Workforce and infrastructure foundations
Skills shortages represent agriculture's most immediate growth constraint. With only 300 agricultural graduates produced annually against industry demand for more than 4,000 per year, the sector faces a critical talent pipeline crisis. Professor Jim Pratley from Charles Sturt University warns that “universities are nowhere near satisfying the current market”, while the ageing workforce exacerbates medium-term challenges.
Graduate programs and professional development initiatives represent essential investments needing national scaling and industry coordination. Successful models show 83 per cent retention rates for early-career professionals when supported through structured pathways, suggesting investment in talent development generates sustainable workforce outcomes.
Digital connectivity emerges as a critical enabler. Recent research by Food Agility Chief Scientist Professor David Lamb highlights breakthrough technologies providing “farm-wide Wi-Fi” as “enabling infrastructure for Australian agriculture”.
Without this digital foundation, the agricultural workforce cannot access tools and information systems necessary for productivity growth.
Climate adaptation reality
Australia’s agricultural sector operates within increasingly complex pressure landscapes. The sector accounts for 55 per cent of national land use and 74 per cent of water consumption while generating 10.8 per cent of goods exports. Farmers today are juggling the need to boost productivity with the pressures of caring for the land and dealing with a changing climate.
Climate change has already reduced average farm profits by 23 per cent between 2001 and 2020. This reality demands what researchers term “transformative adaptation”. That’s fundamental shifts in where and how agricultural production happens.
The University of Melbourne’s Climate Resilient Agriculture research group emphasises that “current and predicted changing climates requires a new approach to agriculture to ensure viable, productive, and healthy agroecosystems into the future”.
Research priorities at that university and across the nation increasingly focus on climate-resilient production systems, sustainable resource management, and emissions reduction strategies.

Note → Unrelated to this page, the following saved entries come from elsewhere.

Issue #2912, opened 2020-03-15
Transparent handling of 3-D grids in GMT


PaulWessel:
**Description of the desired feature**

While GMT deals with situations where a 3-D grid is created, read, or written, it does so very awkwardly (via arrays of 2-D grids and external layer arrays) as we have no 3-D grid representation.  This issue discusses the most transparent and non-intrusive way for GMT as a whole to support the notion of a 3-D grid without lots of rewriting.  My _key assumption_ is that all layers share the same number of nodes and horizontal coordinates.  Here is my list of modifications that would not change the API (but instead add three new API functions).

1. The GMT_GRID_HEADER structure has two parts: One dictated by legacy for what is written to binary native grids, and one that is accessible internally.  The first cannot change, but in the hidden area we can add new parameters as needed.  Here, we will add `uint32_t n_layers, double *layer, unsigned int l_type, l_units[GMT_GRID_UNIT_LEN80].`  These parameters can hold the number of layers, the layer values (we must allow for non-equidistant layers), the layer value type (float, time, etc.), and the name/unit of that dimension. These could be added now with no effect on GMT whatsoever.

Grids are either created via _GMT_Create_Data_, read via _GMT_Read_Data_, or written via _GMT_Write_Data_.  Here are changes required under the hood without changing these API prototypes.

2. _GMT_Create_Data_: Nothing special.  The `range, inc, dim` parameters are used to pass the dimension ranges, increments or lengths, so if _family_ is **GMT_IS_GRID** and the earlier parameters imply a cube then we set the header accordingly and allocate space (if requested).  If layer spacing is equidistant (implied by a positive `inc[GMT_Z]`, then the layer array can be computed. We do something very similar for a 3-D **GMT_MATRIX**.  However, if `inc[GMT_Z] == 0`, `range[ZHI] > range[ZLO]`, and  `dim[GMT_Z] > 0` then we have a non-equidistant layering scheme.  For this we need a new API function `int GMT_Put_Layers (void *API, struct GMT_GRID *G, unsigned int n_layers, double *layers)` to place this information in the grid header.
3. _GMT_Read_Data_: If the gmt_nc.c functions detect this is a data cube and no single layer has been specified (currently, the only way to read these grids is to specify a layer), then it calls _GMT_Create_Data_ as above and reads in the header and/or data.  The `Grid->data` array is simply of size _n_layers_ times the size of one slice (mx * my). Usually, `n_layers = 1`.
[...]

Issue #2013, opened 2019-11-09
Add more useful targets for gmt docs


seisman:
`gmt docs` can open a module's documentation using the default browser. Besides the module names, some special targets are also supported:

- gmt
- cookbook
- gallery
- settings
- api
- tutorial

@PaulWessel proposed to allow `gmt docs home` or `gmt docs website` to open the GMT homepage (https://www.generic-mapping-tools.org/).

Any suggestions for other useful targets?

PaulWessel:
Maybe data could open the Dataset page.

seisman:
I'm a little hesitating to add more special targets to "gmt docs". To me, the targets I need is "forum" (https://forum.generic-mapping-tools.org/), "homepage" (https://www.generic-mapping-tools.org/), and the "documentation landing page" (https://docs.generic-mapping-tools.org/).

The target to the "Dataset" page may be unnecessary. Users can always open the documentation page first (via "gmt docs doc" or something similar), then find Dataset page from the left sidebar.

PaulWessel:
I agree that dataset is not critical.  I find myself very often needing to open either our main site.  The forum I usually go to by responding to an email with an issues, and the top doc page I go to indirectly via a module then click on sidebar, so that would be useful.  I am not super-sure about what to call the targets.  I listed website and you listed homepage; both are kind of long.  What do you and @joa-quim think about these:

1. gmt docs _home_  [Go to the "home" of the docs - i.e., the top documentation site]
2. gmt docs _forum_  [Go to the user Discourse forum]
3. gmt docs _website_|_site_|_@_ [Goes to the GMT URL]

joa-quim:
If by *target* one mean the *keyword* we can add to ``gmt docs xxxx`` then I think *data* is a good one. Having several is not distracting anyway. I do blind trials when I don't remember what exists.

PaulWessel:
I tried gmt docs solve-my-problem and it failed miserably.

PaulWessel:
To resolve this issue, I think these are not too shabby:

- gmt docs forum: Go to forum
- gmt docs data: Open the dataset page

We need to more targets: the top documentation page and the website.  I feel the target home is ambiguous.  gmt docs home sounds like the home page of the documentation rather than the gmt website.  Is that how you see it too? If so, then maybe that is OK and we can use gmt docs website for the website?

seisman:
> To resolve this issue, I think these are not too shabby:
> 
[...]

PR #2966, opened 2020-03-24
WIP Implement support for 3-D grids

PaulWessel:
Addresses steps listed in #2912 to make GMT ready to transparently handle 3-D data grids, such as needed in grdinterpolate or produced by greens line.  There are several step, and we will do one at the time and test to make sure no bad side-effects sneak in.

This initial commute simply extends the GMT_GRID_HEADER with the required parameters.


joa-quim:
This going to break Julia

PaulWessel:
How can we do things without breaking Julia/GMT?  We have to be able to improve GMT and not be told no can do, right, so how?

joa-quim:
Can we have a different header for 3D?

PaulWessel:
No, since GMT_GRID contains the GMT_GRID_HEADER.  I think this is a version management thing.  You will need to require 6.0 of users of your current Julia release, not master.  So release a Julia4gmt version that requires 6.0 and done with it.  Then, master is always a work in progress and may need to be rebuilt when GMT changes.  Most users are probably installing 6.0 anyway.

joa-quim:
Don't know if this affects julia only or not. If yes, I can always add another ``if version`` but if it affects others than we should probably not put this in 6.1

seisman:
Any schedule for the 6.1.0 release?

PaulWessel:
The 3-D stuff branch can wait for after 6.1.  We should just pick a date since otherwise we keep on adding things and delaying.  How about April 15?

joa-quim:
What else it open that we may want to put in 6.1. If minor things we can do it earlier than A15

PaulWessel:
Not sure.  I think we have fixed a bunch of stuff and added new features worthy of a 6.1 release.
I will fix #2967 problems.  Does not look like the other issues are critical (?).

seisman:
I opened #2968 for tracking the upcoming 6.1.0 release. No critical issues but I expect some final decisions about PR #2013 before the release.

PR #2972, opened 2020-03-26
Fix seg fault when GMT_DATADIR environment variable is defined but invalid

dwcaress:
We've observed instances of gmt seg faulting on startup on some machines but not others. The problem turns out to be users with the GMT_DATADIR environment variable set to nonexistant directories, a case causing the current code to try parsing a null pointer value string. The change detects the case and avoids parsing the null pointer string.

### DIFF
--- a/src/gmt_init.c
+++ b/src/gmt_init.c
@@ -3129,8 +3129,8 @@ GMT_LOCAL int gmtinit_set_env (struct GMT_CTRL *GMT) {
 
 	/* Determine GMT_DATADIR (data directories) */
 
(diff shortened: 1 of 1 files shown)


PaulWessel:
I am not sure this patch will work when GMT_DATADIR is a list of separated paths?  The `access (this_c, R_OK) == 0` surely will not be true if this_c is "/path/dir1:/path/dir2", right?

dwcaress:
Yes, you're right.

PaulWessel:
Hi @dwcaress, if you don't mind I will work on a separate branch to fix this and check for all those paths.

dwcaress:
Absolutely. Thanks Paul.

Issue #2969, opened 2020-03-25
Slanted annotation requires increase in label offset


PaulWessel:
When the **+a**_angle_ slanted x-annotation is used we must compensate by moving any labels and titles further away from the x-axes.  This was discovered on [the forum](https://forum.generic-mapping-tools.org/t/custom-annotations-on-the-x-axis-with-gmt-6/320/5).  For instance,

`gmt basemap -R0/5000/0/20 -JX6i/3i -Bxaf+a45+l"MY VERY LONG LABEL" -Byaf -B+t"THIS IS MY TITLE" -png map`

produces the plot below, and once we move the label then the title needs to move up as well.

![map](https://user-images.githubusercontent.com/26473567/77583108-956e6580-6e84-11ea-9190-d3cf1dffb3b6.png)

PaulWessel:
An exact solution will require passing some parameters (the angle) into PostScript and make adjustments there.

PR #2975, opened 2020-03-26
Offset labels and titles if x-annotations are angled

PaulWessel:
An angled x-annotation means it will take more space in the y-direction. This has consequences for how far labels and titles need to be - yet this was not considered.  We did considered moving the annotations themselves further away depending on the angle, but noting else.

First step is just untangling PostScript calls for computing max string height from a negative scaling operation.

### DIFF
--- a/src/gmt_plot.c
+++ b/src/gmt_plot.c
@@ -4854,7 +4854,7 @@ void gmt_xy_axis (struct GMT_CTRL *GMT, double x0, double y0, double length, dou
 		else
 			justify = (below) ? PSL_ML : PSL_MR;
 		cos_a = 0.5 * cosd (text_angle);	/* Half-height of text at an angle */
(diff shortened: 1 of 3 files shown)


seisman:
Add a test for the feature or modify a existing one?

PaulWessel:
Closes #2969.

PaulWessel:
The next step was simply to compute the width of the largest x-annotation, multiply it by sin (angle), and use that as an extra offset for labels and title.  We do this by always adding _PSL_slant_y_ to the position of x-label and the title, with _PSL_slant_y_ initialized to zero and possibly changed when the x-axis is plotted.  I tried this for all slant angles from -90 to +90 and made a movie:

rotate

PaulWessel:
Sorry, forgot to hit comment on this hours ago...

PR #2976, opened 2020-03-26
Reset expected columns to 1 before reading custom annotations file

PaulWessel:
The **pswiggle** problem reported in [the forum](https://forum.generic-mapping-tools.org/t/custom-annotations-on-the-x-axis-with-gmt-6/320/8) had to do with failure to reset an internal counter.  After reading the wiggle data that counter was 3 (columns) and thus when reading the 1 column plus trailing text we instead tried to read 3 columns and no text left.  The critical variable (_GMT->current.io.max_cols_to_read_) is now reset to 1 before reading the 1-column data file.


PaulWessel:
In my attempts to fix this I ended up renaming _gmt_disable_bhi_opts_ to _gmt_disable_bghi_opts_, etc., as **-g** should not affect the custom annotations reading, but turned out it was not the main culprit; this is why there are so many files that have changed.

PR #2985, opened 2020-03-29
Be consistant with use of rgb macros

PaulWessel:
We have macros _gmt_M_s255_ for multipying and _gmt_M_is255_ for dividing by 255.  This PR fixes a few places where we are not using them.


joa-quim:
... but I think the use of these macros make the code less readable. When I see ``gmt_M_is255()`` I instantly think it's a macro to ask if the arg **is** = 255 and never that it's dividing by 255.0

Heat tolerance research, drought-resistant varieties, and improved decision-making tools represent critical investments in long-term agricultural viability.
Coordinated action framework
Australia’s agricultural future depends on moving beyond fragmented, short-term interventions toward integrated, sustainable systems thinking. The elements exist: world-class research capabilities, innovative farmers, and growing recognition of agriculture’s strategic importance. As well, Moriarty talks to the latest report from the NSW Department of Primary Industries’ research program. It “identified opportunities to improve [in] governance, financial sustainability, asset management and reporting”, she says.
What’s missing is a coordination framework connecting these elements effectively.
Success requires four coordinated actions: establishing sustainable, long-term funding models extending beyond political cycles; creating integrated extension systems connecting research to practice; investing in digital infrastructure enabling technology adoption; and developing workforce strategies meeting current and future industry needs.
Agriculture’s vision of reaching $100 billion by 2030 is achievable, but only if policymakers recognise that strategic investment in systems and capabilities matters more than spending announcements. Australia’s farmers have proven they can innovate and adapt. The challenge is ensuring they have integrated support systems necessary to thrive in increasingly complex environments.